- IATA: SVR; ICAO: BGSV;

Summary
- Airport type: Public
- Operator: Greenland Airport Authority (Mittarfeqarfiit)
- Serves: Savissivik, Greenland
- Elevation AMSL: 24 ft / 7 m
- Coordinates: 76°01′07″N 065°07′03″W﻿ / ﻿76.01861°N 65.11750°W
- Website: Savissivik Heliport

Map
- BGSV Location in Greenland

Helipads
| Number | Length |  | Surface |
| m | ft |
| 1 | 30 × 20 | 98 × 66 | Asphalt |
- Source: Danish AIS

= Savissivik Heliport =

Heliport in Greenland

Savissivik Heliport is a heliport in Savissivik, a village on Meteorite Island, off the shores of the northern end of Melville Bay in Avannaata municipality, northern Greenland. The heliport is considered a helistop, and is served by Air Greenland as part of a government contract.

== Airlines and destinations ==

Air Greenland operates government contract flights to villages in the Qaanaaq area. These mostly cargo flights are not featured in the timetable, although they can be pre-booked.
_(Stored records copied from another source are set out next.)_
PR #8159, opened 2023-12-21
Radar rendering optimization

Districh-ru:
This PR polishes radar (mini-map) rendering code a bit.
These changes increase radar rendering speed by about 5% (when fully rendering the fully revealed map).


src/fheroes2/editor/editor_interface.cpp
```diff
@@ -930,7 +932,11 @@ namespace Interface
 
     void EditorInterface::mouseCursorAreaPressRight( const int32_t tileIndex ) const
     {
-        Editor::showPopupWindow( world.GetTiles( tileIndex ) );
+        const Maps::Tiles & tile = world.GetTiles( tileIndex );
+
+        DEBUG_LOG( DBG_DEVEL, DBG_INFO, std::endl << tile.String() )
```
ihhub, line 937: I suggest not to use `std::endl` but "\n". Then we won't need extra dependency in the code.

Also, why do we need this change and if we do should we move it to `showPopupWindow()` function?

src/fheroes2/maps/maps_tiles.cpp
```diff
@@ -1737,15 +1737,17 @@ int32_t Maps::Tiles::getIndexOfMainTile( const Maps::Tiles & tile )
...
+            const int32_t index = offsetX + x;
             if ( Maps::isValidAbsIndex( index ) ) {
                 const Maps::Tiles & foundTile = world.GetTiles( index );
                 if ( foundTile.GetObject( false ) != correctedObjectType ) {
                     continue;
                 }
 
-                if ( foundTile.GetObjectUID() != 0 && uids.count( foundTile.GetObjectUID() ) > 0 ) {
+                const uint32_t objectUid = foundTile.GetObjectUID();
+                if ( objectUid != 0 && uids.count( objectUid ) > 0 ) {
```
ihhub, line 1750: This change won't increase performance as **GetObjectUID()** is an inlined function.

ihhub (changes requested):
Hi @Districh-ru , I put 2 comments here. Can you check them in your free time?

src/fheroes2/editor/editor_interface.cpp
Districh-ru: Hi, @ihhub.
This code is needed to check tiles in editor in debug mode when we implement new editor features. We have the same one on the game code to help in fixing issues.
When starting this PR I also wanted to fix some radar rendering issues in editor and used this code. But I found that we need firs to implement containers like `vec_castles` and `vec_heroes` only after we will fix the radar.
We can remove this code from this PR, but add it to the next editor-related PR.

src/fheroes2/maps/maps_tiles.cpp
Districh-ru: Ow, yes)
I reverted the change.

src/fheroes2/editor/editor_interface.cpp
ihhub: Let's then move the code into `showPopupWindow()` function.

Districh-ru: OK, I did it in the last commit. :)

ihhub (approved):

ihhub:
@Districh-ru , thanks a lot for this optimization!

PR #8160, opened 2023-12-22
Fix multiple spellbook-related issues in the Battle Only mode

oleg-derevenetz:

https://github.com/ihhub/fheroes2/assets/32623900/f789af4c-6daa-4825-a525-d897886a9d5f

With this PR:

https://github.com/ihhub/fheroes2/assets/32623900/fe237e04-77f9-40fe-8b5f-7cb39bf6a3b1

Another problem that this PR is intended to fix is that when removing the spell book through the UI, the list of spells that the hero knows has not actually been cleared. Also in the `master` branch, for the purposes of evaluating heroes and their armies by the AI, spells from scrolls were taken into account even if the hero did not have a spell book (and he could not actually use these scrolls).


Districh-ru (approved):

ihhub (approved):

ihhub:

PR #8173, opened 2023-12-24
Fix too wide text rendering on buttons

a1exsh:
In German, for example both "Neustart" (Restart) and "Ablehnen" (Decline) don't fit into the button width.

image ⇒ image

Ideally, the translation could be improved, but at least it looks less weird when it doesn't fit. :)

:santa: :gift:

### DIFF
--- a/src/fheroes2/agg/agg_image.cpp
+++ b/src/fheroes2/agg/agg_image.cpp
@@ -444,8 +444,13 @@ namespace
 
         const char * textSupported = getSupportedText( text, releasedFont );
 
-        const fheroes2::Text releasedText( textSupported, releasedFont );
-        const fheroes2::Text pressedText( textSupported, pressedFont );
+        fheroes2::Text releasedText( textSupported, releasedFont );
+        fheroes2::Text pressedText( textSupported, pressedFont );
+
+        if ( releasedText.height( buttonSize.width ) > buttonSize.height || pressedText.height( buttonSize.width ) > buttonSize.height ) {
+            releasedText.fitToOneRow( buttonSize.width );
+            pressedText.fitToOneRow( buttonSize.width );
+        }
 
         const fheroes2::Size releasedTextSize( releasedText.width( buttonSize.width ), releasedText.height( buttonSize.width ) );
         const fheroes2::Size pressedTextSize( pressedText.width( buttonSize.width ), pressedText.height( buttonSize.width ) );


ihhub:
Hi @zenseii , does this change correlate with your pull request?

a1exsh:
@ihhub @zenseii ah, I wasn't aware of existing PRs in this area.

For example, there is at least this further instance in the German translation that doesn't fit nicely:
image

Do you have it in scope of your changes?

ihhub:
Hi @a1exsh , let's wait for @zenseii  reply. He is the one working on all sorts of buttons at the moment.

ihhub:
Hi @zenseii and @a1exsh , I am actually thinking that we should combine both approaches. We can expand buttons up to certain limits but not exceed them. What do you think?

a1exsh:
> Hi @zenseii and @a1exsh , I am actually thinking that we should combine both approaches. We can expand buttons up to certain limits but not exceed them. What do you think?

Makes sense. I'd also keep the code for truncation, just in case a translation is updated and doesn't fit once again, as a fallback to avoid the two-line rendering as on the screenshot.

Districh-ru (commented):
Hi, all!
For the tall buttons (e.g. main menu) if the translated text is taller than the button it will be truncated to one line.
I suggest to add a TODO: Implement text truncating to the specified number of lines.

a1exsh:
> For the tall buttons (e.g. main menu) if the translated text is taller than the button it will be truncated to one line.

That's true. At the same time, the tall buttons have more space and less likely to trigger this. It's a fallback mainly for single-line buttons.
Have you seen a translation that cuts it too short in the main menu or it's theoretical?

Districh-ru:
> That's true. At the same time, the tall buttons have more space and less likely to trigger this. It's a fallback mainly for single-line buttons. Have you seen a translation that cuts it too short in the main menu or it's theoretical?

I have not seen such translations, but theoretically it is possible, so I suggest adding only a TODO comment.

a1exsh:
> > > For the tall buttons (e.g. main menu) if the translated text is taller than the button it will be truncated to one line.
> > 
> > 
> > That's true. At the same time, the tall buttons have more space and less likely to trigger this. It's a fallback mainly for single-line buttons. Have you seen a translation that cuts it too short in the main menu or it's theoretical?
> 
> The Polish translation has many such issues in the main menu. A typical issue in such areas are the two campaign buttons.

Ah, indeed.  Didn't realize it can go up to 3 lines on the tall buttons, but even that isn't always enough:
image

Do we address it in your PR or that needs extra effort?

ihhub (approved):

zenseii (commented):
@a1exsh. I've tested how this currently works and as I said it could work as a final measure in case a text doesn't fit. However, I've since addressed all the buttons which currently had too wide texts in languages (that I could find), by updating them to the auto-adjustable buttons.

There is also an issue where this solution cuts text that is shown fully on other buttons, like Kampania here:
image

Still, as I mentioned before, these buttons will be auto-adjustable too. In fact I have that among my (several) goals for the next release.

One limitation with this PR's solution is that it naturally can't help with auto-adjustable buttons like the ones on the campaign screen:
image

To solve these my plan is as mentioned to make the letters go closer once the text's width exceeds a certain threshold. Of course, in the meantime it would have been better if a translator could make abbreviations for these strings, since ultimately they have to check if their translations fit within the UI in many other places too, like the creature info dialog.

XCOM-HUB:
The Swedish translation also has some of these issues.

Lämn
Mkt  snabb

Branikolog:
Hi, @XCOM-HUB!

I believe the text in the creature characteristics window is related to another issue (#7548), which is expected to be resolved by extending the window itself. Hopefully, this will be addressed in the near future.

XCOM-HUB:
@Branikolog – Ok. Even if it isn't addressed in the upcoming release of fheroes2, I have shortened the labels that are currently too long for the characteristics window. "HP kvar" instead of "Hälsopoäng kvar", "Kvick" instead of "Mkt. snabb", and so on.

Branikolog:
@XCOM-HUB 

Indeed, this is exactly the approach we usually follow. Even with dynamically resizing buttons, we still cannot fit unlimited amounts of text into them. This is why translators in fheroes2 always try to find the shortest possible wording for button labels.
Unfortunately, with support for so many languages, it is not always possible to keep translations equally short. In those cases, the ability to adapt button width becomes very helpful.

Departure times for these flights as specified during booking are by definition approximate, with the settlement service optimized on the fly depending on local demand for a given day.

| Airlines | Destinations |
|---|---|
| Air Greenland (settlement flights) | Pituffik Space Base |

=== Transfers at Pituffik Space Base ===
Travellers bound for Pituffik Space Base in Pituffik are required to apply for access permit from either Rigsombudsmanden in Nuuk (residents of Greenland), or the Danish Foreign Ministry (all others). Failure to present the permit during check-in results in denial of boarding. The same rules apply for transfers at Pituffik, a stopover necessary for flights from Savissivik to Qaanaaq.